#### INFORMATION PROVIDED

PR #5598, opened 2022-03-29
odo delete component - show warning that something was not deleted

### LINKED ISSUE #5555: `odo delete component` - show warning that something was not deleted
Show warning when the component was deleted but there are still resources matching labels.
This situation can happen when the devfile was modified and something was removed from it.

It could look like this

```
$ odo delete component
Searching resources to delete, please wait...
This will delete "devfile-nodejs-deploy" from the namespace "myproj".
	- Deployment: devfile-nodejs-deploy-app
? Are you sure you want to delete "devfile-nodejs-deploy" and all its resources? (y/N) y
The component "devfile-nodejs-deploy" is successfully deleted from namespace "myproj"

There are still resources left in the cluster that might be belonging to the deleted component.
 - Service: something

If you want to delete those, execute `odo delete component --name devfile-nodejs-deploy`
```

valaparthvi:

**What type of PR is this:**
/kind feature

This PR adds information about not deleted component resources because devfile.yaml was changed.

Fixes #5555 

**PR acceptance criteria:**

- [x] Unit test 

- [x] Integration test 

- [ ] Documentation 

1. `mkdir /tmp/101; cd /tmp/101`
2. `cp $ODOPATH/tests/examples/source/devfiles/nodejs/devfile-deploy-with-multiple-resources.yaml devfile.yaml`
3. `cp -r $ODOPATH/tests/examples/source/nodejs/* . `
4. `export PODMAN_CMD=echo`
5. `odo deploy`
6. `odo dev`
7. Replace `my-cs` service name to `my-changed-cs` in devfile.yaml
8. `odo delete component`

Output will be similar to:
```sh
➜  odo delete component                                                                                                                                                  
Searching resources to delete, please wait...                                                                                                                                
This will delete "mynodejs" from the namespace "default".                                                                                                                    
        - Deployment: mynodejs-app                                                                                                                                           
? Are you sure you want to delete "mynodejs" and all its resources? Yes                                                                                                      
The component "mynodejs" is successfully deleted from namespace "default"                                                                                                    
 •  There are still resources left in the cluster that might be belonging to the deleted component.
        - Service: my-cs
        - Deployment: my-component
        - Endpoints: my-cs
If you want to delete those, execute `odo delete component --name mynodejs --namespace default`
```

### DIFF
--- a/pkg/odo/cli/delete/component.go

#### TASK BRIEF
Restate all the material above, keeping each word as it is.

#### OUTPUT FOR THIS EXERCISE
PR #5598, opened 2022-03-29
odo delete component - show warning that something was not deleted

### LINKED ISSUE #5555: `odo delete component` - show warning that something was not deleted
Show warning when the component was deleted but there are still resources matching labels.
This situation can happen when the devfile was modified and something was removed from it.

It could look like this

```
$ odo delete component
Searching resources to delete, please wait...
This will delete "devfile-nodejs-deploy" from the namespace "myproj".
	- Deployment: devfile-nodejs-deploy-app
? Are you sure you want to delete "devfile-nodejs-deploy" and all its resources? (y/N) y
The component "devfile-nodejs-deploy" is successfully deleted from namespace "myproj"

There are still resources left in the cluster that might be belonging to the deleted component.
 - Service: something

If you want to delete those, execute `odo delete component --name devfile-nodejs-deploy`
```

valaparthvi:

**What type of PR is this:**
/kind feature

This PR adds information about not deleted component resources because devfile.yaml was changed.

Fixes #5555 

**PR acceptance criteria:**

- [x] Unit test 

- [x] Integration test 

- [ ] Documentation 

1. `mkdir /tmp/101; cd /tmp/101`
2. `cp $ODOPATH/tests/examples/source/devfiles/nodejs/devfile-deploy-with-multiple-resources.yaml devfile.yaml`
3. `cp -r $ODOPATH/tests/examples/source/nodejs/* . `
4. `export PODMAN_CMD=echo`
5. `odo deploy`
6. `odo dev`
7. Replace `my-cs` service name to `my-changed-cs` in devfile.yaml
8. `odo delete component`

Output will be similar to:
```sh
➜  odo delete component                                                                                                                                                  
Searching resources to delete, please wait...                                                                                                                                
This will delete "mynodejs" from the namespace "default".                                                                                                                    
        - Deployment: mynodejs-app                                                                                                                                           
? Are you sure you want to delete "mynodejs" and all its resources? Yes                                                                                                      
The component "mynodejs" is successfully deleted from namespace "default"                                                                                                    
 •  There are still resources left in the cluster that might be belonging to the deleted component.
        - Service: my-cs
        - Deployment: my-component
        - Endpoints: my-cs
If you want to delete those, execute `odo delete component --name mynodejs --namespace default`
```

### DIFF
--- a/pkg/odo/cli/delete/component.go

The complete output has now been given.